1207-1807-1904-1618-1808-1208

San Juanにて

■日本で活躍する1200形
高松琴平電気鉄道(琴電)600形として活躍する、元 名古屋市交通局の「黄電」。琴電600形は名市交250形からの改造だけでなく、数多くの中間車が琴電譲渡時に先頭車化改造された(外観は250形も先頭車化改造車もほぼ同一)。
写真は600形の611-612(旧塗装時代。現在は631-632に改番)で、1800形からの先頭車化改造車。

集電方式の変更(集電靴→パンタグラフ)、冷房化等の改造が施された。内装は全車両とも琴電仕様に大規模更新され、面影はほとんど残っていない。
黄電の譲渡車は、日本国内向け・ブエノスアイレス向け含め、全て架線集電方式に改造されたことになる。
琴電600形603-604(現行塗装)。
1600形・1900形からの先頭車化改造車。
琴電700形。名古屋市交通局時代から先頭車のものを活用したもので、2編成しか存在しない(300形・1200形各1本を改造)。
写真は721-722(旧塗装)で、1200形からの改造車(前面貫通路上の行先表示器の有無が種車の識別点。

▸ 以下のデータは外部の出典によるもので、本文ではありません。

Issue #53, opened 2024-02-05
Document `$anchor`


jviotti:

jviotti:
- Maybe explain how this is analogous to `id` in HTML? I guess most people understand that
- Explain that two equal anchors on the same lexical scope is invalid
- Explain that you can reference an anchor with/without a relative/absolute URI too
- Explain that anchors work with URNs too (I guess? Maybe double check 😅)

AgniveshChaubey:
This task was addressed in #113.

PR #113, opened 2024-02-13
add description and examples for `$anchor` keyword

AgniveshChaubey:
This PR addresses #53.

### DIFF
--- a/content/2020-12/core/anchor.markdown
+++ b/content/2020-12/core/anchor.markdown
@@ -17,3 +17,95 @@ related:
   - vocabulary: core
     keyword: $dynamicAnchor
 ---
+
+
+The `$anchor` keyword is used to assign a unique identifier to a subschema within the scope of its containing schema. This identifier can then be referenced elsewhere in the schema using the `$ref` keyword.
+
+* Its value must be a valid identifier starting with a letter and containing letters, digits, hyphens, underscores, colons, or periods.
+* This keyword allows for the creation of plain name fragments, providing a flexible alternative to using JSON Pointer fragments which require knowledge of the schema's structure.
+* By using `$anchor`, schemas can be written with reusable components that aren't tied to specific structural locations.
+* These subschemas with named anchor are derived from the nearest `$id` or document base URI.
+
+## Examples
+
+{{<schema `Schema with a named anchor (identifier)`>}}
+{
+  "$schema": "https://json-schema.org/draft/2020-12/schema",
+  "$ref": "#string",
+  "$defs": {
+    "string": {
+      "$anchor": "string",
+      "type": "string"
+    }
+  }
+}
+{{</schema>}}
+
+{{<instance-pass `An instance with a string is valid`>}}
+"Hello World!"
+{{</instance-pass>}}
+
+{{<instance-fail `An instance with a number is invalid`>}}
+44
+{{</instance-fail>}}
+
+{{<schema `Schema with identifiers having absolute URI`>}}
+{
+  "$schema": "https://json-schema.org/draft/2020-12/schema",
+  "properties": {
+    "name": { "$ref": "https://example.com/person/name#name" },
+    "age": { "$ref": "https://example.com/person/age#age" }
+  },
+  "required": [ "name", "age" ],
+  "$defs": {
+    "name": {
+      "$id": "https://example.com/person/name",
+      "$anchor": "name",
+      "type": "string"
+    },
+    "age": {
+      "$id": "https://example.com/person/age",
+      "$anchor": "age",
+      "type": "integer"
+    }
+  }
+}
+{{</schema>}}
+
+{{<instance-pass `An instance adhering to the schema is valid`>}}
+{
+  "name": "John",
+  "age": 55
+}
+{{</instance-pass>}}
+
+{{<instance-fail `The value of age must be an integer`>}}
+{
+  "name": "foo",
+  "age": "bar"
+}
+{{</instance-fail>}}
+
+{{<schema `Schema with location-independent identifier having base URI change in subschema`>}}
+{
+  "$schema": "https://json-schema.org/draft/2020-12/schema",
+  "$id": "https://example.com/base",
+  "$ref": "https://example.com/nested#foo",
+  "$defs": {
+    "foo": {
+      "$id": "nested",
+      "$anchor": "foo",
+      "type": "integer"
+    }
+  }
+}
+{{</schema>}}
+
+{{<instance-pass `An instance with integer is valid`>}}
+99
+{{</instance-pass>}}
+
+{{<instance-fail `An instance with boolean is invalid`>}}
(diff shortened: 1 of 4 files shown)


content/2020-12/core/anchor.markdown
```diff
@@ -17,3 +17,95 @@ related:
   - vocabulary: core
     keyword: $dynamicAnchor
 ---
+
+
```
jviotti, line 21: Extra blank line here?

content/2020-12/core/anchor.markdown
```diff
@@ -17,3 +17,95 @@ related:
...
+The `$anchor` keyword is used to assign a unique identifier to a subschema within the scope of its containing schema. This identifier can then be referenced elsewhere in the schema using the `$ref` keyword.
```
jviotti, line 22:
```suggestion
The `$anchor` keyword is used to assign a unique identifier to a subschema within its schema resource. This identifier can then be referenced elsewhere using the `$ref` keyword.
```

Small clarifications on schema resources, and the fact that you can reference anchors even from outside the current schema

content/2020-12/core/anchor.markdown
```diff
@@ -17,3 +17,95 @@ related:
...
+
+* Its value must be a valid identifier starting with a letter and containing letters, digits, hyphens, underscores, colons, or periods.
```
jviotti, line 24: Is this actually the case? I guess any valid URI fragment would do, but I might be wrong. i.e. `1234` or even something that looks like a JSON Pointer might in the theory do.

Can you cross check this with a few implementations and with the URI RFC?

content/2020-12/core/anchor.markdown
```diff
@@ -17,3 +17,95 @@ related:
...
+* This keyword allows for the creation of plain name fragments, providing a flexible alternative to using JSON Pointer fragments which require knowledge of the schema's structure.
+* By using `$anchor`, schemas can be written with reusable components that aren't tied to specific structural locations.
```
jviotti, line 26: This point seems similar to the previous one. Maybe merge them into one and simplify them?

content/2020-12/core/anchor.markdown
```diff
@@ -17,3 +17,95 @@ related:
...
+* These subschemas with named anchor are derived from the nearest `$id` or document base URI.
```
jviotti, line 27: Maybe a more correct way of saying it would be:

```suggestion
* An anchor is resolved against the base URI of its schema resource
```

content/2020-12/core/anchor.markdown
jviotti, line 1: I think another point worth mentioning is that defining two equal anchors on the SAME schema resource is considered to be an error.

However, defining two equal anchors on DIFFERENT schema resources (i.e. subschemas with their own `$id`) is valid. Maybe show an example of that?

jviotti (changes requested):
Good take! I left some comments but indeed grasp the idea of anchors very well!

content/2020-12/core/anchor.markdown
AgniveshChaubey: Okay, let me verify

AgniveshChaubey: image
https://json-schema.org/draft/2019-09/json-schema-core#rfc.section.8.2.3

I tried with [hyperhump schema validator](https://json-schema.hyperjump.io/) which allows any string values (including special characters) without checking any format (which I think is not an expected behavior), whereas [json everything](https://json-everything.net/json-schema) strictly follows the above rule and only allows the `$achors` with  above-mentioned format.

content/2020-12/core/anchor.markdown
AgniveshChaubey: You mean something like this? ---
Valid:
```json
{
  "$schema": "https://json-schema.org/draft/2020-12/schema",
  "$id": "https://example.com/base",
  "properties": {
    "foo": {
      "$id": "one",
      "$anchor": "bar",
      "type": "integer"
    },
    "bar": {
      "$id": "two",
      "$anchor": "bar",
      "type": "string"
    }
  }
}
```

Invalid: 
```json
{
  "$schema": "https://json-schema.org/draft/2020-12/schema",
  "$id": "https://example.com/base",
  "properties": {
    "foo": {
      "$anchor": "bar",
      "type": "integer"
    },
    "bar": {
      "$anchor": "bar",
      "type": "string"
    }
  }
}
```

However, the implementations do not throw any error for the second schema and the fragmented URI reference is resolved to the last `$anchor`

```json
{
  "$schema": "https://json-schema.org/draft/2020-12/schema",
  "$id": "https://example.com/base",
  "properties": {
    "foo": {
      "$anchor": "bar",
      "type": "integer"
    },
    "bar": {
      "$anchor": "bar",
      "type": "string"
    },
    "baz": {
      "$ref": "#bar"
    }
  }
```
Instance: `{"foo": 22, "bar": "aaaa", "baz": "aaaa" }`

AgniveshChaubey:
Apologies for the delayed response. I've been dealing with some family issues, which is making me a bit distracted.

jviotti:
No hurries at all! Take your time :)

content/2020-12/core/anchor.markdown
jviotti: > However, the implementations do not throw any error for the second schema and the fragmented URI reference is resolved to the last $anchor

That's strange. Which implementations are you testing with?

jviotti: @jdesrosiers Shouldn't Hyperjump fail for the latter schema? i.e. same anchor twice in the same schema resource?

content/2020-12/core/anchor.markdown
jviotti: Ah, great

jviotti (approved):
Approving it already, and we can sort out the case with conflicting anchors separately?

content/2020-12/core/anchor.markdown
jdesrosiers: Having duplicate anchors doesn't make the schema invalid. It's just nonsense to do so and the behavior is undefined. It's like having a JSON value with duplicate properties (`{ "a": 1, "a": 2 }`). It's not invalid JSON, but you can't count on different implementations handling it the same way.

So, definitely tell users not to do that, but don't tell them they should expect an error.

content/2020-12/core/anchor.markdown
jdesrosiers: If I remember correctly (and if it matters) this constraint didn't always exist. I think it was added in 2019-09. Sorry, for not looking it up myself.

content/2020-12/core/anchor.markdown
jviotti: Ah, interesting. I thought it would result in an error. Then probably fine to ignore all this @AgniveshChaubey

AgniveshChaubey:
Sure! 👍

300形からの改造車(701-702)は助士席側に行先表示器を後付け)。
福井鉄道には元名城線の1100形・1200形が譲渡された。パンタグラフの設置・3扉→2扉化・収納式ドアステップの設置・冷房化・台車の交換・ワンマン運転対応改造・排障器の設置・前面窓の小型化等が施された。
写真は610形(旧塗装)で、1M1Tの2両固定編成。1両は電装解除されている。1編成のみの存在。
610形の現行塗装。
610形の車内の様子。網棚がない車内やスタンションポール付きの袖仕切り、座席のモケットの色等に1200形の面影はあるが、それ以外は改造により大きく印象が変わった。
「黄電」で譲渡された車両のうち、原形に最も近い内装を保っているのはブエノスアイレス地下鉄への譲渡車である。
両運転台車の600形。2両が導入されたが、現在は1両(モハ602)のみ。現在は専らイベント専用車として運行されている。